#### [DATASET ENTRIES]
PR #5973, opened 2020-07-22
[MM-27164] Picture Selector Common Component

devinbinnie:
#### Summary
This is the profile picture selector for the profile setup step on the Cloud Onboarding screen.
Currently just setup to show the style and to be able to preview an uploaded image, and remove an existing image. Not hooked up to server yet.

#### Ticket Link
https://mattermost.atlassian.net/browse/MM-27164

#### Some Considerations
- The size specified in the Figma doesn't match the usual size of image we size. We use 128px, the Figma shows a 96px box. This shouldn't be an issue as the CSS has been written to show any size in the 96px box, and the server still is responsible for resizing the image.
- There is no hover state on the select button. @matthewbirtch should there be?
- I've written a couple basic snapshot tests, but haven't gone any further as I don't have a lot of experience with Hooks yet. I will add more in the future.
- The current default profile picture puts the letter to the left, rather than centered like in the Figma. This default comes from the server. I'm thinking we address this in a follow-up ticket, as I'm guessing server work is required.


components/picture_selector.tsx
```diff
@@ -0,0 +1,124 @@
...
+
+    useEffect(() => {
+        if (!image) {
+            if (props.src) {
+                setImage(props.src);
+            } else if (props.defaultSrc) {
+                setImage(props.defaultSrc);
+            }
+        }
+    });
```
reflog, line 69: I think this hook should have a dependency parameter of [props.src, setImage]

components/picture_selector.tsx
```diff
@@ -0,0 +1,124 @@
...
+
+type Props = {
+    src?: string;
+    defaultSrc?: string;
+    loadingPicture?: boolean;
+    onSelect: (file: File) => void;
+    onRemove: () => void;
+};
+
+const PictureSelector: React.FC<Props> = (props: Props) => {
```
reflog, line 20: 1/5 - it would be cleaner do descructure the props: `({src,defaultSrc,loadingPicture,onSelect,onRemove}:Props)`
this will clean up the function a bit

components/picture_selector.tsx
```diff
@@ -0,0 +1,124 @@
...
+                accept='.jpg,.png,.bmp'
+                type='file'
+                onChange={handleFileChange}
+                disabled={props.loadingPicture}
+                aria-hidden={true}
+                tabIndex={-1}
+            />
+            <div className='PictureSelector__imageContainer'>
+                <div
+                    className='PictureSelector__image'
```
reflog, line 103: since this div is actually an image, should probably have `aria` prop set too

components/picture_selector.tsx
devinbinnie: I like the cleaner look of the declaration personally, but I will destructure at the top of the function in a `const` so that we get basically the same effect.

components/next_steps_view/steps/complete_profile_step.tsx
```diff
@@ -21,10 +31,32 @@ export default class CompleteProfileStep extends React.PureComponent<Props, Stat
...
+                        // TODO temp for textbox demo
+                        margin: '24px',
+                        minHeight: '200px',
+                    }}
+                >
+                    <PictureSelector
+                        onSelect={this.onSelectPicture}
+                        onRemove={this.onRemovePicture}
+                        src={Utils.imageURLForUser(this.props.currentUser.id, this.props.currentUser.last_picture_update)}
+                        defaultSrc={Utils.defaultImageURLForUser(this.props.currentUser.id)}
```
nevyangelova, line 57: nit: I would extract these to a variable for readability

components/next_steps_view/next_steps_view.tsx
```diff
@@ -145,6 +146,7 @@ export default class NextStepsView extends React.PureComponent<Props, State> {
                 <Card.Body>
                     <step.component
                         id={step.id}
+                        currentUser={this.props.currentUser}
```
nevyangelova, line 149: nit: I think we can destructure props

components/picture_selector.scss
```diff
@@ -0,0 +1,54 @@
...
+    background-color: var(--center-channel-bg);
+    border: 1px solid rgba(var(--center-channel-color-rgb), 0.08);
+    box-shadow: 0px 4px 6px rgba(0, 0, 0, 0.12);
+    padding: 4px;
+    width: 28px;
+    height: 28px;
+    display: flex;
+    justify-content: center;
+
+    i {
```
nevyangelova, line 34: can we make this more specific with a class? We might end up battling it later with another icon. 🤷‍♀️

components/picture_selector.tsx
```diff
@@ -0,0 +1,127 @@
...
+    defaultSrc?: string;
+    loadingPicture?: boolean;
+    onSelect: (file: File) => void;
+    onRemove: () => void;
+};
+
+const PictureSelector: React.FC<Props> = (props: Props) => {
+    const {src, defaultSrc, loadingPicture, onSelect, onRemove} = props;
+
+    const [image, setImage] = useState<string>();
```
nevyangelova, line 23: We need to pass an initial value to `useState` so we avoid undefined on initial render.

components/picture_selector.tsx
```diff
@@ -0,0 +1,127 @@
...
+
+    useEffect(() => {
+        if (!image) {
+            if (src) {
+                setImage(src);
+            } else if (defaultSrc) {
+                setImage(defaultSrc);
+            }
+        }
+    }, [src, setImage]);
```
nevyangelova, line 71: React complains if you don’t provide dependencies for everything external. I wonder why image  isn’t in dependencies?

devinbinnie:
> @devinbinnie a few other things I noticed:
> 
> 1. 'Remove picture' button shouldn't be there until the default photo has been replaced

Fixed!

> 2. The left edge of the image needs to align with the left edge of 'Complete your profile above' (as per design below)
>    image
> 3. I'll assume the label 'Add a photo' will be in another PR

Both of these will be addressed in another PR, currently I'm just showing off that the picture selector is it's own component and works as such.

> 4. This is likely unrelated to this specific component, but there is some shifting happening on the opening and closing of the accordions and also on the transition from open to complete. Just wanted to flag it in case it hasn't been noticed. I hadn't seen in the previous PR for the accordion behavior

Ahh yes that's a consequence of me moving the `padding` for the border down into the body. Can we file a bug ticket for it? I can address it in a different PR.

components/picture_selector.scss
devinbinnie: This is already wrapped around the `PictureSelector__selectButton` class, meaning it only affects icons in that scope, and I can't see us using this class and an icon within it for something else.

components/picture_selector.tsx
devinbinnie: We want this to be undefined if there is no image present. Worse thing that happens is that the `div` using the `image` variable won't have a background image.

components/picture_selector.tsx
devinbinnie: @reflog had me add `setImage`, shouldn't that suffice?

matthewbirtch:
@devinbinnie ticket opened and assigned to you. Add whatever labels you need: https://mattermost.atlassian.net/browse/MM-27305

components/picture_selector.scss
nevyangelova: HTML elements do have more specificity and it can still clash if we are using a sibling component. I have had this issue multiple times when trying to add a new element to the RHS for example. I think we should strive to target specificity only with classes.

devinbinnie: In general, yes. But I don't think we need to be so specific with this case. There's not going to be any sibling components of `PictureSelector__selectButton`, it's pretty self-contained and I don't see any need to change to allow consumers to add their own select button.

components/picture_selector.tsx
nevyangelova: - `setImage` isn't the true state change but a method, useEffect does a comparison with the value. 
- you can definitely add it, but it would raise complexity and create new questions, because it raises the issue of comparing and wondering of the value of the function returned from the state.

devinbinnie: I'm confused, is there anything I should change here? Still new to hooks lol.

matthewbirtch:
@devinbinnie it still seems to flash the focus state.

devinbinnie:
> @devinbinnie it still seems to flash the focus state.

@matthewbirtch There, I'm blurring on click so that should stop the flash.

components/picture_selector.tsx
nevyangelova:
```suggestion
    }, [src, image]);
```

PR #5980, opened 2020-07-23
Update NOTICE.txt

amyblais:
To match with https://github.com/mattermost/mattermost-webapp/blob/release-5.26/package.json.


NOTICE.txt
```diff
@@ -392,6 +347,10 @@ THE SOFTWARE.
 
 ---
 
+## dynamic-virtualized-list
```
amyblais, line 350: Unsure if it's https://github.com/mattermost/dynamic-virtualized-list or https://github.com/dwqs/react-virtual-list

amyblais:
@grundleborg Kind reminder to review for v5.26,

NOTICE.txt
grundleborg: It's this: https://github.com/mattermost/dynamic-virtualized-list

You can find the package names in `package.json`. If they are URLs then that tells you which one it is (as in this case). If they are just names, then you can search on https://npmjs.com to find the package by it's name, and then the link to Github will be there.

amyblais: @grundleborg Thanks, added

grundleborg:
@amyblais you've got conflicts to resolve by the looks of it.

PR #5988, opened 2020-07-24
Mm 20545 migrate components/user settings/display to type script

sridhar02:
#### Summary

Migrate 'components/user_settings/display' module and associated tests to TypeScript 

#### Ticket Link

 Fixes https://github.com/mattermost/mattermost-server/issues/13696

 JIRA Ticket https://mattermost.atlassian.net/browse/MM-20545


devinbinnie:
Hey @sridhar02, thanks for the pull request!

It looks like the PR is currently failing type check, make sure to run `make check-types` before you push up your changes. It looks like some additional work will need to happen to fully convert this module over to TypeScript.

Let us know if you need any help doing so.

sridhar02:
@devinbinnie, Thanks I will ask, if there is an issue related to issue and I will try to resolve the errors as soon as possible.

devinbinnie:
> @devinbinnie, Thanks I will ask, if there is an issue related to issue and I will try to resolve the errors as soon as possible.

I'm not sure what you mean here, are you interested in other TypeScript conversion tickets/PRs?

sridhar02:
> > @devinbinnie, Thanks I will ask if there is an issue related to issue and I will try to resolve the errors as soon as possible.
> 
> I'm not sure what you mean here, are you interested in other TypeScript conversion tickets/PRs?

Sorry, my bad, I said I would ask your help if I need anything related to PR, there are a couple of tickets, I am working on , after those, I will again work on Typescript issues.

components/user_settings/display/index.ts
```diff
@@ -15,23 +16,24 @@ import {getUserCurrentTimezone} from 'mattermost-redux/utils/timezone_utils';
...
     const timezones = getTimezones(state);
     const currentUserId = getCurrentUserId(state);
     const userTimezone = getUserTimezone(state, currentUserId);
     const automaticTimezoneNotSet = userTimezone && userTimezone.useAutomaticTimezone && !userTimezone.automaticTimezone;
     const shouldAutoUpdateTimezone = !userTimezone || automaticTimezoneNotSet;
-
     const allowCustomThemes = config.AllowCustomThemes === 'true';
     const enableLinkPreviews = config.EnableLinkPreviews === 'true';
-    const defaultClientLocale = config.DefaultClientLocale;
+    const defaultClientLocale = config.DefaultClientLocale as string;
```
devinbinnie, line 32: Both this field and the one below it should already be of type `string`. How come we need the cast here ?

components/user_settings/display/index.ts
```diff
@@ -54,7 +56,13 @@ function mapStateToProps(state) {
     };
 }
 
-function mapDispatchToProps(dispatch) {
+type Actions = {
```
devinbinnie, line 59: Looks like this isn't being used, so can we remove it?

components/user_settings/display/user_settings_display.tsx
```diff
@@ -35,40 +36,92 @@ function getDisplayStateFromProps(props) {
...
+        id: string;
+        message: string;
+        moreId?: string;
+        moreMessage?: string;
+    };
+}
 
-    constructor(props) {
+type SectionProps ={
+    section: string ;
```
devinbinnie, line 50: Nitpick: extra space between the type and the semi-colon

components/user_settings/display/user_settings_display.tsx
```diff
@@ -35,40 +36,92 @@ function getDisplayStateFromProps(props) {
...
+    collapseDisplay: string;
+    linkPreviewDisplay: string;
+    handleSubmit?: () => void;
+    serverError?: string;
+    display?: string;
+}
+
+export default class UserSettingsDisplay extends React.PureComponent<Props, State> {
+    public prevSections: {
+        theme: string; // dummy value that should never match any section name
```
devinbinnie, line 116: Nitpick: This comment isn't really relevant here, it's just describing that the value for `theme` shouldn't match any section name since `theme` is always the first section.

components/user_settings/display/user_settings_display.tsx
```diff
@@ -98,7 +151,7 @@ export default class UserSettingsDisplay extends React.PureComponent {
         }
     }
 
-    componentDidUpdate(prevProps) {
+    componentDidUpdate(prevProps: any) {
```
devinbinnie, line 154: Should be `Props` instead of `any`.

components/user_settings/display/user_settings_display.tsx
sridhar02: yes, I have removed it.

components/user_settings/display/user_settings_display.tsx
sridhar02: resolved it.

components/user_settings/display/index.ts
sridhar02: yes, it can be removed and I have removed it.

components/user_settings/display/index.ts
sridhar02: there is only one line of defaultClineLocale, it is needed as I am getting an error while type checking.

components/user_settings/display/user_settings_display.tsx
sridhar02: yes resolved it.

components/user_settings/display/user_settings_display.tsx
devinbinnie: We want the comment below, not here.
The comment below describes the "magic string" of `dummySectionName`.

components/user_settings/display/user_settings_display.tsx
```diff
@@ -81,7 +136,7 @@ export default class UserSettingsDisplay extends React.PureComponent {
         }
 
         this.prevSections = {
-            theme: 'dummySectionName', // dummy value that should never match any section name
```
devinbinnie, line 84: We want to leave the comment here, not above.
The comment describes the use of `dummySectionName` as a value for this variable.

sridhar02: resolved

saturninoabril:
Hello @sridhar02 thanks for your contribution! I ran Cypress tests against this PR and it's failing to some user settings cases and looked like related to the changes here. Note that it's now failing on master. See https://mm-cypress-report.s3.amazonaws.com/709-webapp-pr-5988-327f8ca/mochawesome.html for reference. Could you please take a look at the failing tests? Let me know if you need help.

sridhar02:
@devinbinnie can you help me here, while verifying the cypress test failing , i found that unit tests are also failing in two places is user_setting_display.tsx file, in which userAutomaticTimezone is one of them, observed that it is boolean used for the input element attribute which always a boolean but in redux it defined like this, I think I need to change the redux type which will solve the error here what are your thoughts?
``` js
export type UserTimezone = {
    useAutomaticTimezone: boolean | string;
    automaticTimezone: string;
    manualTimezone: string;
};
```
https://github.com/mattermost/mattermost-redux/blob/d465f41cf007b05e95b7d2a83d1234561a87afe4/src/types/users.ts#L76

devinbinnie:
> @devinbinnie can you help me here, while verifying the cypress test failing , i found that unit tests are also failing in two places is user_setting_display.tsx file, in which userAutomaticTimezone is one of them, observed that it is boolean used for the input element attribute which always a boolean but in redux it defined like this, I think I need to change the redux type which will solve the error here what are your thoughts?
> 
> ```js
> export type UserTimezone = {
>     useAutomaticTimezone: boolean | string;
>     automaticTimezone: string;
>     manualTimezone: string;
> };
> ```
> 
> https://github.com/mattermost/mattermost-redux/blob/d465f41cf007b05e95b7d2a83d1234561a87afe4/src/types/users.ts#L76

@sridhar02 I think the `string | boolean` type is being used because our server is sending down the value as a `string` but our app only treats it as a `boolean`. There's a bit more at play here.

I think for your case, we can just force the type to be a boolean by wrapping it in a `Boolean()`.

sridhar02:
@saturninoabril @devinbinnie I have fixed all the errors and cypress tests are also rectified, can you review the PR?

PR #5990, opened 2020-07-24
MM-27167: Add undefined check

agarciamontoro:
#### Summary
Debugging the ticket linked below, we found a potentially undefined value in `DataPrefetch`. We don't know whether this will fix the bug (whose reproduction is quite inconsistent), but adding the check will not hurt.

#### Ticket Link
https://mattermost.atlassian.net/browse/MM-27167


agarciamontoro:
@lindalumitchell, assigning this to you just to keep QA in the loop, but I don't think a QA review is needed here, as we just add a check on an undefined value. Furthermore, the bug is pretty inconsistent, so we'll need to merge this anyway to make sure it does not reproduce again.

PR #5995, opened 2020-07-24
[MM-26466] Close Next Steps Modal and functionality

devinbinnie:
#### Summary
This PR includes the Remove Tips and Next Steps modal that pops up when the 'x' is clicked in the sidebar element.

#### [TASK DETAILS]
Repeat the records above line by line, from the first line through the line that contains "- There is no".

#### [ANSWER TO THE PROBLEM]
PR #5973, opened 2020-07-22
[MM-27164] Picture Selector Common Component

devinbinnie:
#### Summary
This is the profile picture selector for the profile setup step on the Cloud Onboarding screen.
Currently just setup to show the style and to be able to preview an uploaded image, and remove an existing image. Not hooked up to server yet.

#### Ticket Link
https://mattermost.atlassian.net/browse/MM-27164

#### Some Considerations
- The size specified in the Figma doesn't match the usual size of image we size. We use 128px, the Figma shows a 96px box. This shouldn't be an issue as the CSS has been written to show any size in the 96px box, and the server still is responsible for resizing the image.
- There is no hover state on the select button. @matthewbirtch should there be?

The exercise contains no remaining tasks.